Category Archives: Media Criticism

The Office Of Civil RightsWrongs

Apparently it doesn’t think that free speech is a civil right.

Lukianoff notes that campus definitions of sexual harassment include “humor and jokes about sex in general that make someone feel uncomfortable” (University of California at Berkeley), “unwelcome sexual flirtations and inappropriate put-downs of individual persons or classes of people” (Iowa State University) or “elevator eyes” (Murray State University in Kentucky).

All of which means that just about any student can be hauled before a disciplinary committee. Jokes about sex will almost always make someone uncomfortable, after all, and usually you can’t be sure if flirting will be welcome except after the fact. And how do you define “elevator eyes”?

Given the prevailing attitudes among faculty and university administrators, it’s not hard to guess who will be the target of most such proceedings. You only have to remember how rapidly and readily top administrators and dozens of faculty members were ready to castigate as guilty of rape the Duke lacrosse players who, as North Carolina Attorney General Roy Cooper concluded, were absolutely innocent.

What the seemingly misnamed Office of Civil Rights is doing here is demanding the setting up of kangaroo courts and the dispensing of what I would call marsupial justice against students who are disfavored by campus denizens because of their gender or race or political attitude. “Alice in Wonderland’s” Red Queen would approve.

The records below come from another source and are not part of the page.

PR #5128, opened 2024-03-22
#5107 Add framework reference & package removal

### LINKED ISSUE #5107: Elsa.FileStorage should be using a Framework Reference instead of a deprecated package
The Elsa.FileStorage package has a package reference for Microsoft.AspNetCore.Http however that package is deprecated and instead a framework reference should be being used as is the case in Elsa.SasTokens

thompson-tomo:
This change introduces a framework reference to the file storage project so that the deprecated package can be removed.

Closes #5107


sfmskywalker (approved):
Awesome 👍🏻

Issue #5031, opened 2024-03-04
Refactor IWorkflowDispatcher to Avoid Large Message Exceptions


raymonddenhaan:
## Description
 
ELSA currently faces a risk of exceptions due to message sizes exceeding the limits supported by message brokers. This issue is primarily caused by large input sent to dispatch a workflow. To mitigate this, we propose a change in the way input are handled.
 
### Proposed Changes:
- **Separate input from Dispatch Messages:** Before dispatching a workflow, input should be saved to the database instead of being included in the messages sent through brokers.
- **Modify Dispatch Message Content:** Dispatch messages should only contain the `WorkflowInstanceId` and the `BookmarkId`.
- **Update IWorkflowDispatcher Implementation:** Implement a new version of `IWorkflowDispatcher` that is responsible for saving input to the database and creating the simplified dispatch message. This implementation should include a transport mechanism (either for background processing or for integration with MassTransit) for sending the dispatch message.
 
### Impact:
- **Workflow Statuses and Handling:** No changes are required for workflow statuses or the handling of input variables. However, care must be taken to ensure that input variables are merged correctly with the workflow instances.
 
This approach aims to enhance the reliability of ELSA by preventing message size exceptions and improving the efficiency of message handling through brokers.

Issue #4835, opened 2024-01-24
 Controlled Commit States


sfmskywalker:
**Objective:**
To enhance the current workflow execution process by introducing the concept of "commit points". This will allow for more frequent and controlled persistence of workflow state to the database, beyond the existing default behaviour of persisting only upon completion or when blocked.

**Background:**
Currently, workflows are executed in-memory and are persisted to the configured data store only upon completion or in scenarios where they can no longer proceed (e.g., due to blocking activities). This approach, while efficient, lacks the flexibility to capture interim states of the workflow during its execution, potentially leading to data loss or inconsistency in case of unexpected interruptions.

**Requirements:**

1. **Configurable Commit Points for Workflows:**
   - Introduce a setting at the workflow level to specify commit behaviour. This includes:
     - Persisting the workflow state to the database before execution begins.
     - Persisting after every activity within the workflow.
     - Persisting after activities designated as "commit points".

2. **Commit Settings for Individual Activities:**
   - Implement an option for each activity within a workflow where users can specify:
     - Committing the workflow state to the database before the execution of the activity.
     - Committing after the activity has been executed.

**Expected Benefits:**
This feature will provide users with greater control over the persistence of workflow states, enhancing reliability and data integrity. It allows for recovery of workflows to a more recent state in case of interruptions, thereby reducing the risk of data loss and improving overall system resilience.

PR #5136, opened 2024-03-26
Feature/cancel dispatched workflows

### LINKED ISSUE #4177: Workflow Cancellation
Hello,
We are using Elsa 2 to construct workflows with activities that access various external resources sequentially in an asynchronous manner. As a precaution, we aim to cancel any workflow instance that exceeds a predefined time limit (e.g., if an API call takes too long).

I believe that using the built-in workflow cancellation or faulting features is not suitable in this case since they do not immediately terminate the workflow execution.

Another option is to utilize a `CancellationToken`. To provide a `CancellationToken`, we need to implement the `IHandleMessages<ExecuteWorkflowDefinitionRequest>` interface and replace its default implementation of `ExecuteWorkflowDefinitionRequestConsumer` in the dependency injection container.

However, canceling the token will also terminate the post-processing of the workflow instance, including notifications such as `WorkflowExecuted`, `WorkflowFaulted`, and `WorkflowExecutionFinished`. Consequently, the workflow instance will become 'stuck' in a running state.

Is there a way to cancel only the 'user-defined' section of the workflow without affecting the pre- and post-processing stages?

Thank you in advance!

raymonddenhaan:
Ensures workflows that are dispatched gets cancelled.

There are 2 known issues:
- Dispatch workflows messages that have not been processed will still execute after a cancellation
- Dispatched workflows that have not been saved to the database (have not been suspended) will not be cancelled.

Both issues will be picked up through issues #5031 and #4835 respectively

Closes #4177


src/modules/Elsa.Common/Extensions/EnumerableExtensions.cs
```diff
@@ -58,4 +58,21 @@ public static Page<T> Paginate<T>(this IEnumerable<T> enumerable, PageArgs? page
     /// <typeparam name="T">The type of the items in the lists.</typeparam>
     /// <returns>True if the lists are equal, otherwise false.</returns>
     public static bool IsEqualTo<T>(this IEnumerable<T> list1, IEnumerable<T> list2) => list1.OrderBy(g => g).SequenceEqual(list2.OrderBy(g => g));
+
+    /// <summary>
+    /// Splits an enumerable into batches of a specified size.
+    /// </summary>
+    public static IEnumerable<IEnumerable<T>> ToBatches<T>(this IEnumerable<T> enumerable, int pageLimit)
```
sfmskywalker, line 65: Given the name of this method, it sounds like you could use the built-in Chunk extension.

sfmskywalker (changes requested):

sfmskywalker (approved):

PR #5149, opened 2024-03-28
Fix concurrency issues with distributed messages

raymonddenhaan:
When MassTransit is enabled the delay with processing the distributed workflow definition messages could result in accessing the ActivityDescriptor dictionary while it is being updated.


raymonddenhaan:
Different approach of #5141

sfmskywalker (approved):

PR #5181, opened 2024-04-04
Improved the returned count of cancelled workflows

raymonddenhaan:
- Removed dispatched child workflows from the count
- Removed finished workflows from the count
- Prevented dispatching a cancellation request for finished workflows as they can not be cancelled

It is still not 100% accurate, however it is less confusing to the user.
Not 100% since we can not guarantee that all dispatched cancellation requests also lead to a cancelled workflow. (Could be finished by the time we actually try to cancel it)


sfmskywalker:
Perhaps we should consider adding a "Canceling" status to workflow instances. This way, we could immediately set the status of the selected workflow instances to `Canceling` - which would be reflected by the UI.
The UI could then potentially receive realtime updates via SignalR (or simple polling) as workflow instances become canceled.

sfmskywalker (approved):

PR #5182, opened 2024-04-04
Enhance BulkDispatchWorkflows Activity with Support for Multiple Input Keys and Customizable Input Key

### LINKED ISSUE #5132: Enhance BulkDispatchWorkflows to Support Dynamic Input Mapping
The `BulkDispatchWorkflows` activity currently allows users to specify a list of objects, dispatching a specified workflow for each item in the list, with the current item sent as an input named "Item". This approach requires the dispatched workflows to anticipate receiving an input named "Item", which couples the child workflows too closely to the `BulkDispatchWorkflows` activity's implementation.

### Proposed Enhancement
To decouple the parent and child workflows, we propose updating the `BulkDispatchWorkflows` activity to treat each object in the list as a dictionary of key/value pairs. Each key/value pair should map directly to an input expected by the child workflow, allowing for a more dynamic and flexible input mechanism. This change will enable the parent workflow to dispatch child workflows without enforcing a strict contract on the input naming convention.

### Example
Consider the following list of objects passed to `BulkDispatchWorkflows`:

```javascript
[
  {
    "Input1": "Alice",
    "Input2": { "customerId": "1" }
  },
  {
    "Input1": "Bob",
    "Input2": { "customerId": "2" }
  }
]
```

With the proposed changes, two child workflows would be dispatched, each receiving inputs `Input1` and `Input2`, enhancing flexibility and decoupling the workflows.

### Benefits
- **Decouples Parent and Child Workflows**: Reduces the dependency on a specific input naming convention, making the architecture more robust.
- **Enhances Flexibility**: Allows the parent workflow to dynamically define the inputs for child workflows based on the specific requirements of each child.
- **Simplifies Workflow Design**: Makes it easier to design child workflows that can be reused in different contexts without modification.

This enhancement aims to improve the usability and flexibility of the `BulkDispatchWorkflows` activity, facilitating a more dynamic and decoupled workflow design.

sfmskywalker:
This PR introduces significant improvements to the BulkDispatchWorkflows activity by enabling the support for multiple input keys. Specifically, it allows users to provide a list of items, with each item being a dictionary. This change permits each dictionary key to act as the input name for the dispatched workflow, providing users with precise control over the inputs of the child workflow.

Furthermore, this update includes the flexibility to configure a different key for the workflow input, moving beyond the previously hardcoded "Item" key. This enhancement ensures backward compatibility for users who prefer not to adopt the "list of dictionaries" method, maintaining the activity's utility in existing workflows without requiring any modifications.

Sample Items JS expression:

```javascript
return [{
    Order: { 
        id: 1,
        customerId: 1
    }
},
{
    Order: { 
        id: 2,
        customerId: 2
    }
}];
```

The dispatched workflows will each now receive an input called "Order".

Fixes #5132

### DIFF
--- a/src/modules/Elsa.Workflows.Core/Extensions/DictionaryExtensions.cs
+++ b/src/modules/Elsa.Workflows.Core/Extensions/DictionaryExtensions.cs
@@ -65,6 +65,15 @@ public static class DictionaryExtensions
         dictionary.Add(key, value);
         return dictionary;
     }
+    
+    /// <summary>
+    /// Merges the specified dictionary with the other dictionary.
+    /// </summary>
+    public static void Merge(this IDictionary<string, object> dictionary, IDictionary<string, object> other)
+    {
+        foreach (var (key, value) in other)
+            dictionary[key] = value;
+    }
 
     private static T? ConvertValue<T>(object? value) => value.ConvertTo<T>();
 }
--- a/src/modules/Elsa.Workflows.Core/Extensions/DictionaryExtensions.cs
+++ b/src/modules/Elsa.Workflows.Core/Extensions/DictionaryExtensions.cs
@@ -68,6 +68,7 @@ public static class DictionaryExtensions
     
     /// <summary>
     /// Merges the specified dictionary with the other dictionary.
+    /// When a key exists in both dictionaries, the value in the other dictionary will overwrite the value in the specified dictionary.
     /// </summary>
     public static void Merge(this IDictionary<string, object> dictionary, IDictionary<string, object> other)
     {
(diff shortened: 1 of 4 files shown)


src/modules/Elsa.Workflows.Core/Extensions/DictionaryExtensions.cs
```diff
@@ -65,6 +65,15 @@ public static class DictionaryExtensions
...
         return dictionary;
     }
+    
+    /// <summary>
+    /// Merges the specified dictionary with the other dictionary.
+    /// </summary>
+    public static void Merge(this IDictionary<string, object> dictionary, IDictionary<string, object> other)
+    {
+        foreach (var (key, value) in other)
+            dictionary[key] = value;
```
raymonddenhaan, line 75: Do we want to overwrite in case of duplicate values?
Whatever we choose for this, let's make it clear in the comments/remarks

raymonddenhaan (approved):

src/modules/Elsa.Workflows.Core/Extensions/DictionaryExtensions.cs
sfmskywalker: Yes, and good idea 👍🏻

I hope that FIRE (which is a great cause to which you should contribute) will take them to court, and demand that they obey the First Amendment.

The ATF Criminals

More thoughts:

Imagine the DEA telling pharmacists to illegally sell oxycontin to known drug dealers or they would be shut down. Then imagine the DEA using the fact that more oxycontin was on the street (and hundreds of overdose deaths) as a pretext for making it harder for patients to get prescribed narcotics. This is essentially what happened with the ATF and Project Gunwalker

And as for evidence that this was part of a push by the administration on gun control, I should have pointed this out yesterday.

I’ve heard a lot of folks wondering if this is what Obama meant back when he said he was working on gun control under the radar.

Let’s hope that the radar lights this up very brightly. If we can’t get a federal investigation into this, I would suggest that relatives of the victims killed by these weapons file a suit against BATF and the Justice Department, and name Eric Holder. Discovery would be very interesting.

[Update mid afternoon]

You don’t say. This requires a special counsel investigation:

we’ve discovered that the president and Democratic lawmakers have lied, and continue to lie, about the role of American guns and American small businessmen in arming drug cartels south of the border. We’ve watched as they’ve lied, and continue to lie, blaming gun shops for the carnage that has resulted from the depravity of Mexican narco-terrorists.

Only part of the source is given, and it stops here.